義経はアトゥイの大刀の切っ先を横に払った。

”ギィン”!アトゥイは大きく弾かれバランスを崩す。

おそらく力では自分の方が上だ。なのに義経の太刀裁きにはものすごい力を感じる。

自分より小さな美しいこの男に驚きながらもなぜか嬉しくなってきた。

「己の持つ武器の長所と短所を頭に叩き込み、なにも考えずに動かなければならぬ」

それはいわゆる”てこの原理”で長い切っ先の先端をはらわれた刀は小さな力で動かされてしまう。

「一見遠い間合いから討ちこめる大刀の利点も、懐に飛び込まれれば足枷にしかならぬ」

「ならばどうする?」義経が問うた。

「されば・・」アトゥイは義経から飛び離れ大きく間合いを取った。

アトゥイが狼の様な速さで義経飛び込み、横に逃げられない様に水平に振りきった。

”義経がいない・・”

頭上に風切り音がする。

肩を蹴られた。

アトゥイはバランスを崩し前のめりに倒れた。

義経はアトゥイの上に飛び上がり、斬りかかったアトゥイの右肩を蹴り、大きく飛んだのだ。

着地し振り返った義経は

「今のは良かった。なれど隙が大きすぎる」と言う。

これが実戦ならば、すでに何度も死んでいる。

体が大きくなり力も得、ミチの様に出来るのではないかと自惚れていたアトゥイはうちのめされた。

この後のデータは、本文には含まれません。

Issue #395, opened 2022-01-20
Feature: implement DataFrame.sort_index()


thijs-obj:
Implement most basic functionality, inline with Series.sort_index().
We can probably leverage the data that `DataFrame.sort_values()` already stores for sorting

See https://pandas.pydata.org/docs/reference/api/pandas.DataFrame.sort_index.html

We aim to support `level`, `inplace`, `ascending` parameters

PR #398, opened 2022-01-21
df.sort_index implementation

KathiaBarahona:
https://github.com/objectiv/objectiv-analytics/issues/395

### DIFF
--- a/bach/bach/dataframe.py
+++ b/bach/bach/dataframe.py
@@ -1556,7 +1556,7 @@ class DataFrame:
             if isinstance(idx_l, str) and idx_l not in self.index_columns:
                 raise ValueError(f'dataframe has no {idx_l} index level.')
 
-            level_name = idx_l if isinstance(idx_l, str) else self.index_columns[idx_l]  # type: ignore
+            level_name = idx_l if isinstance(idx_l, str) else self.index_columns[idx_l]
             index_columns.append(level_name)
 
         return index_columns
--- a/bach/bach/dataframe.py
+++ b/bach/bach/dataframe.py
@@ -1536,7 +1536,7 @@ class DataFrame:
         :returns: a new DataFrame with the specified ordering if ``inplace=False``,
          otherwise it updates the original and returns None.
         """
-        sort_by = self.index_columns if not level else self._get_index_columns_by_level(level)
+        sort_by = self.index_columns if not level else self._get_indexes_by_level(level)
         df = self.sort_values(by=sort_by, ascending=ascending)
 
         if inplace:
@@ -1545,8 +1545,8 @@ class DataFrame:
 
         return df
 
-    def _get_index_columns_by_level(self, level: Level) -> List[str]:
-        index_columns = []
+    def _get_indexes_by_level(self, level: Level) -> List[str]:
+        selected_indexes = []
         nlevels = len(self.index_columns)
 
         for idx_l in level if isinstance(level, list) else [level]:
@@ -1556,10 +1556,10 @@ class DataFrame:
             if isinstance(idx_l, str) and idx_l not in self.index_columns:
                 raise ValueError(f'dataframe has no {idx_l} index level.')
 
-            level_name = idx_l if isinstance(idx_l, str) else self.index_columns[idx_l]
-            index_columns.append(level_name)
+            level_name = idx_l if isinstance(idx_l, str) else self.index_columns[idx_l]  # type: ignore
+            selected_indexes.append(level_name)
 
-        return index_columns
+        return selected_indexes
 
     def to_pandas(self, limit: Union[int, slice] = None) -> pandas.DataFrame:
         """
--- a/bach/bach/dataframe.py
+++ b/bach/bach/dataframe.py
@@ -1556,7 +1556,7 @@ class DataFrame:
             if isinstance(idx_l, str) and idx_l not in self.index_columns:
                 raise ValueError(f'dataframe has no {idx_l} index level.')
 
-            level_name = idx_l if isinstance(idx_l, str) else self.index_columns[idx_l]  # type: ignore
+            level_name = idx_l if isinstance(idx_l, str) else self.index_columns[idx_l]
             selected_indexes.append(level_name)
 
         return selected_indexes
--- a/bach/bach/dataframe.py
+++ b/bach/bach/dataframe.py
@@ -35,6 +35,8 @@ ColumnFunction = Union[str, Callable, List[Union[str, Callable]]]
 #     - list of functions and/or function names, e.g. [SeriesInt64.sum, 'mean']
 #     - dict of axis labels -> functions, function names or list of such.
 
+Level = Union[int, List[int], str, List[str]]
+
 
 class SortColumn(NamedTuple):
     expression: Expression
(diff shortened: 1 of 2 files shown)


bach/bach/dataframe.py
```diff
@@ -1518,6 +1520,48 @@ def sort_values(
...
+        df = self.sort_values(by=sort_by, ascending=ascending)
+
+        if inplace:
+            self._update_self_from_df(df)
+            return None
+
+        return df
+
+    def _get_index_columns_by_level(self, level: Level) -> List[str]:
+        index_columns = []
```
jansentom, line 1549: I find it a bit confusing that `index_columns` has the same name as `self.index_columns`. Perhaps `sort_series` would be better?

bach/bach/dataframe.py
```diff
@@ -1518,6 +1520,48 @@ def sort_values(
...
+    def sort_index(
+        self,
+        level: Optional[Level] = None,
+        ascending: Union[bool, List[bool]] = True,
+        inplace: bool = False,
+    ) -> Optional['DataFrame']:
+        """
+        Sort dataframe by index levels.
+        :param level: int or level name or list of ints or level names.
+         If not specified, all index columns are used
```
jansentom, line 1532: We try to abstract away from the database here. Please use `series` instead of `columns`.  (Applies in a few other places as well)

bach/tests/functional/bach/test_df_sort_index.py
```diff
@@ -0,0 +1,86 @@
...
+        btr.sort_index(level=[0, 'random'])
+
+    result = btr.sort_index(level=['platforms', 0, 'platforms'])
+    assert_equals_data(
+        result,
+        expected_columns=['town', 'platforms', 'station_id', 'station'],
+        expected_data=[
+            ['Drylts', 1, 1, 'IJlst'],
+            ['It Hearrenfean', 1, 2, 'Heerenveen'],
+            ['Ljouwert', 1, 5, 'Camminghaburen'],
```
jansentom, line 43: I kind of like that you're using these unpronounceable fixtures too :)

bach/bach/dataframe.py
```diff
@@ -1518,6 +1520,48 @@ def sort_values(
...
+        nlevels = len(self.index_columns)
+
+        for idx_l in level if isinstance(level, list) else [level]:
+            if isinstance(idx_l, int) and nlevels < idx_l:
+                raise ValueError(f'dataframe has only {nlevels} levels.')
+
+            if isinstance(idx_l, str) and idx_l not in self.index_columns:
+                raise ValueError(f'dataframe has no {idx_l} index level.')
+
+            level_name = idx_l if isinstance(idx_l, str) else self.index_columns[idx_l]  # type: ignore
```
jansentom, line 1559: We should probably fix the reason the type ignore is required instead.

bach/bach/dataframe.py
```diff
@@ -1518,6 +1520,48 @@ def sort_values(
...
+            if level_name not in index_columns:
```
jansentom, line 1560: I don't think this is correct as the length of the returned list now has a different length than the length of the ascending list in the calling method? (see comment in tests below too)

bach/tests/functional/bach/test_df_sort_index.py
```diff
@@ -0,0 +1,86 @@
...
+    with pytest.raises(ValueError, match=r'dataframe has only 2 levels'):
+        btr.sort_index(level=3)
+
+    with pytest.raises(ValueError, match=r'dataframe has no random index level'):
+        btr.sort_index(level='random')
+
+    with pytest.raises(ValueError, match=r'dataframe has no random index level'):
+        btr.sort_index(level=[0, 'random'])
+
+    result = btr.sort_index(level=['platforms', 0, 'platforms'])
```
jansentom, line 36: This breaks if you give `ascending=[True,True,True]`. We should probably test for that and fix it.

jansentom (changes requested):
Very nice already. Some small fixes required, but almost ready to ship I think! Should be doable before drinks :beer:

bach/bach/dataframe.py
KathiaBarahona: mmm IMHO it's better `index_columns` just in case other future methods might need to filter out the indexes by level. I don't want it to be sticked just for sorting implementations :)

bach/bach/dataframe.py
KathiaBarahona: good catch, I'll probably remove this condition and see if that causes any error

bach/bach/dataframe.py
KathiaBarahona: actually, there was no need. I thought so because pycharm was complaining

bach/bach/dataframe.py
jansentom: What about `selected_columns` then? :) If you disagree, @thijs-obj can decide what he likes better ;)

bach/bach/dataframe.py
```diff
@@ -1518,6 +1520,47 @@ def sort_values(
...
+        Sort dataframe by index levels.
+        :param level: int or level name or list of ints or level names.
+         If not specified, all index series are used
+        :param ascending: Whether to sort ascending (True) or descending (False). If this is a list, then the
+            `level` must also be a list and ``len(ascending) == len(level)``.
+        :param inplace: Perform operation on self if ``inplace=True``, or create a copy.
+        :returns: a new DataFrame with the specified ordering if ``inplace=False``,
+         otherwise it updates the original and returns None.
+        """
+        sort_by = self.index_columns if not level else self._get_index_columns_by_level(level)
```
jansentom, line 1539: I realise that you are not responsible for the naming of `self.index_columns`, but that it'd be better to name that `index_series`. If you and Thijs agree, we can add that to the backlog

jansentom (approved):
LGMT! Some stuff to discuss with @thijs-obj , but no blockers from my side to merge.

bach/bach/dataframe.py
KathiaBarahona: I agree with that name :+1:

bach/bach/dataframe.py
KathiaBarahona: If we want to avoid using the term `column`, let's rename it :)

jansentom: Yeah, I'd like that for all stuff that's not directly SQL. It's probably a bit big to include in this PR. Can you make an issue so we can include it on Monday?

bach/tests/functional/bach/test_df_sort_index.py
```diff
@@ -0,0 +1,86 @@
...
+    assert_equals_data(
+        result,
+        expected_columns=['town', 'platforms', 'station_id', 'station'],
+        expected_data=[
+            ['Drylts', 1, 1, 'IJlst'],
+            ['It Hearrenfean', 1, 2, 'Heerenveen'],
+            ['Ljouwert', 1, 5, 'Camminghaburen'],
+            ['It Hearrenfean', 2, 3, 'Heerenveen IJsstadion'],
+            ['Snits', 2, 7, 'Sneek Noord'],
+            ['Snits', 2, 6, 'Sneek'],
```
thijs-obj, line 46: This test is not deterministic. If we sort on `['platforms', 'town', 'platforms']` then these two rows might be returned as either
```
            ['Snits', 2, 7, 'Sneek Noord'],
            ['Snits', 2, 6, 'Sneek'],
```
or
```
            ['Snits', 2, 6, 'Sneek'],
            ['Snits', 2, 7, 'Sneek Noord'],
```
Both are correct.


This might be related to Tom's comment about this breaking when `ascending=[True, True, True]` ?

bach/bach/dataframe.py
thijs-obj: I agree that consistent naming is very important.

We have used columns in quite a few places already, but I think Tom is right that we probably should use 'Series' instead of 'columns' in most places.

Generally I am not sure that we should automatically always stick with the Pandas nomenclature tho? Some of the Pandas naming is really vague I think, and not very accessible for people from outside pandas. E.g. 'level' for indices, took me quite a while to figure out that that meant columns :) Perhaps we could use all the pandas naming, but also use 'sql' terminology like "columns" in the docstrings? Let's discuss this in the Data Science channel, or a meeting.

thijs-obj (commented):
One small comment about a test, otherwise looks good to me

bach/tests/functional/bach/test_df_sort_index.py
KathiaBarahona: mm nope, the issue with the `ascending=[True, True, True]` is that I was just considering one time each level. So if user provides `['platforms', 'town', 'platforms']` with a list of ascending values, it will raise an error since `len(level) != len(ascending)`. 

Tho, your comment is valid. I will fix this test :+1:

bach/bach/dataframe.py
thijs-obj: but now it's back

「俺はまだまだだ・・」うなだれたアトゥイに義経が言った。

「お前が望むなら、我が剣を授けてやろう。我流だがな」

「本当か?」喜び顔を上げるアトゥイ。

「その全てを授けるには時間が足りぬ。時間が許す限り教える故、あとは自分で創意し工夫せよ」と義経

アトゥイは嬉しそうにうなずいた。

「ではまず、体の使い方からだ。私を真似てみよ」


と言うと義経は残雪の庭で肩幅に足を開いた。